Una donna con indosso una vestaglia cammina lentamente per strada, con le braccia lungo i fianchi, come se non sapesse dove andare. Un’altra donna spinge un carretto arrugginito in cui sono ammassati ceppi di legno. Attorno a una camionetta, un gruppo di persone attende in silenzio la distribuzione di una Bibbia e di un sacco pieno di aiuti umanitari. Dopo sei mesi di occupazione russa a Izjum, nella parte orientale dell’Ucraina, le famiglie e i bambini hanno lo sguardo assente. Sul viso di qualcuno scendono le lacrime, senza alcun singhiozzo. Nessuno ci fa caso. Qui, dopo la liberazione della città a metà settembre, i morti fanno parlare più dei vivi.

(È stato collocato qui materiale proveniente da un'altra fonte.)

Issue #226, opened 2021-02-13
All Stories - Backend


nimwijetunga:
- Modify the stories model to have a column which indicates whether the story is visible or not (i.e a boolean) on the map
     - **Note:** This blocks frontend so get a pr done for this ASAP and get it merged (separate from the other tasks in this ticket)
- Create an endpoint that returns all stories in the backend (may be able to just use the current all stories endpoint)
- Modify the all stories endpoint to accept a query parameter: `tags=[tagA, tagB, tagC]`  which gets all the stories that have been tagged with fields in the `tag` array (as long as a story has at least one of the tags in tag array you should return it)
- Modify the all stories endpoint to accept a query parameter: `visibility=[true/false]` which will get stories that are visible or hidden
- Modify the all stories endpoint to accept two query parameters: `sort=[columnA, columnB, ...]&order=[asc,desc,...]` where you return all the stories sorted by the respective columns in the appropriate order. For the example above sort the stories on columnA ascending and columnB descending
   - **Note:** Sorting should be applied after filtering and should be the last step in the endpoint before returning the stories
   - The sort columns are: `story_name, year, author_name, author_country`

DinuWije:
To send arrays as query parameters do the following:
arrayName?=arrayVal1&arrayName=arrayVal2& ... 

Example:
localhost:8900/api/stories?sort=current_city&sort=year&order=asc&order=desc&tags=EDUCATION&tags=REFUGEE

PR #231, opened 2021-02-17
feat: Add is_visible field to story model

AbhiPrasad:
#226 

Plz tell me if I missed something

### DIFF
--- a/go.mod
+++ b/go.mod
@@ -19,7 +19,6 @@ require (
 	github.com/mattn/go-sqlite3 v1.14.4 // indirect
 	github.com/niemeyer/pretty v0.0.0-20200227124842-a10e7caefd8e // indirect
 	github.com/onsi/ginkgo v1.13.0 // indirect
-	github.com/pkg/errors v0.9.1 // indirect
 	github.com/ryankurte/go-mapbox v0.4.4
 	github.com/snowzach/certtools v1.0.2
 	github.com/spf13/afero v1.4.1 // indirect
--- a/internal/database/migrations/migrations.go
+++ b/internal/database/migrations/migrations.go
@@ -81,7 +81,7 @@ func Seed(db *gorm.DB, locationFinder location.LocationFinder) error {
 		stories[i].Latitude = coordinates.Latitude
 		stories[i].Longitude = coordinates.Longitude
 		// Make sure all stories are public for initially seeded stories
-		stories[i].IsPublic = true
+		stories[i].IsVisible = true
 	}
 
 	return db.Create(&stories).Error
--- a/internal/database/migrations/migrations.go
+++ b/internal/database/migrations/migrations.go
@@ -16,15 +16,15 @@ func CreateTables(db *gorm.DB) error {
 }
 
 func DropAllTables(db *gorm.DB) error {
-	err := db.Migrator().DropTable(&models.User{});
+	err := db.Migrator().DropTable(&models.User{})
 	if err != nil {
-		return err;
+		return err
 	}
-	err = db.Migrator().DropTable(&models.Story{});
+	err = db.Migrator().DropTable(&models.Story{})
 	if err != nil {
-		return err;
+		return err
 	}
-	return db.Migrator().DropTable(&models.Author{});
+	return db.Migrator().DropTable(&models.Author{})
 }
 
 func CreateSuperUser(db *gorm.DB) error {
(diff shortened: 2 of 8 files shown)


internal/database/migrations/migrations.go
```diff
@@ -16,15 +16,15 @@ func CreateTables(db *gorm.DB) error {
 }
 
 func DropAllTables(db *gorm.DB) error {
-	err := db.Migrator().DropTable(&models.User{});
+	err := db.Migrator().DropTable(&models.User{})
```
nimwijetunga, line 19: lol i've been doing too much c++

restapi/stories.go
```diff
@@ -190,6 +189,10 @@ func (api api) CreateStoriesFormData(w http.ResponseWriter, r *http.Request) ren
 	if err := api.database.Create(&story).Error; err != nil {
 		return rest.ErrInternal(api.logger, err)
 	}
+
+	// We set the story to be private when it is initially uploaded
+	story.IsPublic = false
```
DinuWije: What is the point of having a "is_public" json field if you're going to set it to false anyways when you first upload it?

internal/database/models/models.go
```diff
@@ -17,12 +18,14 @@ type Author struct {
...
 }
 
+// Story struct describes a story rendered on the map
 type Story struct {
 	gorm.Model
 	Title           string  `gorm:"not null" json:"title"`
 	Content         string  `gorm:"type:text;not null" json:"content"`
 	CurrentCity     string  `gorm:"not null" json:"current_city"`
 	Year            uint    `gorm:"not null" json:"year"`
+	IsPublic        bool    `gorm:"not null" json:"is_public"`
```
nimwijetunga: Can we rename the field to `IsVisible` (since its a visibility toggle)?

go.mod
```diff
@@ -3,6 +3,7 @@ module github.com/uwblueprint/shoe-project
 go 1.14
 
 require (
+	github.com/aws/aws-sdk-go v1.37.12
```
nimwijetunga: why do we need the aws sdk?

nimwijetunga (approved):
Looks good just some small things to address

DinuWije (approved):
We also use the Stories model in the endpoints_test.go file. Would we need to update this file as well?

internal/database/models/models.go
Shehryar21: I think we can set a default value as false `gorm:"default:false"`, rather than setting story.isPublic to False later on

internal/database/migrations/migrations.go
```diff
@@ -81,6 +80,8 @@ func Seed(db *gorm.DB, locationFinder location.LocationFinder) error {
 		}
 		stories[i].Latitude = coordinates.Latitude
 		stories[i].Longitude = coordinates.Longitude
+		// Make sure all stories are public for initially seeded stories
+		stories[i].IsPublic = true
```
Shehryar21, line 84: Dont think we would need to this if we set the default value as false in the gorm model (check my other comment)

restapi/stories.go
Shehryar21: Dont think we would need to this if we set the default value as false in the gorm model (check my other comment)

AbhiPrasad: It'll be private on upload, and only set to public when we publish the map.

go.mod
AbhiPrasad: `go mod tidy` caused this.

Maybe because of the s3 stuff?

restapi/stories.go
```diff
@@ -190,6 +189,10 @@ func (api api) CreateStoriesFormData(w http.ResponseWriter, r *http.Request) ren
 	if err := api.database.Create(&story).Error; err != nil {
 		return rest.ErrInternal(api.logger, err)
 	}
+
+	// We set the story to be public when it is initially uploaded
+	story.IsVisible = true
```
Shehryar21: I thought the story which is uploaded through the form is not public

AbhiPrasad: word, yeah good catch

AbhiPrasad: We can remove that cause we have the gorm default.

nimwijetunga (approved):
Once you filter all stories by isVisible=true it should be good to merge

Shehryar21 (approved):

Durante un’operazione di sminamento in una pineta, infatti, sono state scoperte per caso 445 tombe all’esterno del cimitero Shakespeare (si chiama davvero così), nei pressi della via d’accesso orientale di Izjum. Da allora il presidente ucraino Volodymyr Zelenskyj e decine di esperti, medici, magistrati, specialisti in crimini di guerra, militari e giornalisti hanno percorso il sentiero che attraversa i grandi pini e conduce alle sepolture, semplici tumuli di terra con una croce di legno. A volte le tombe recano un nome. Molto più spesso soltanto un numero.
Le immagini hanno fatto il giro del mondo, trasformando Izjum nella “città dei morti”. Il capo dello stato ucraino ha immediatamente preteso che sia fatta luce. Tutti i corpi saranno sottoposti ad autopsia e saranno oggetto di un’indagine. Ma cos’è accaduto? Chi sono questi morti? Perché si trovano in quella pineta?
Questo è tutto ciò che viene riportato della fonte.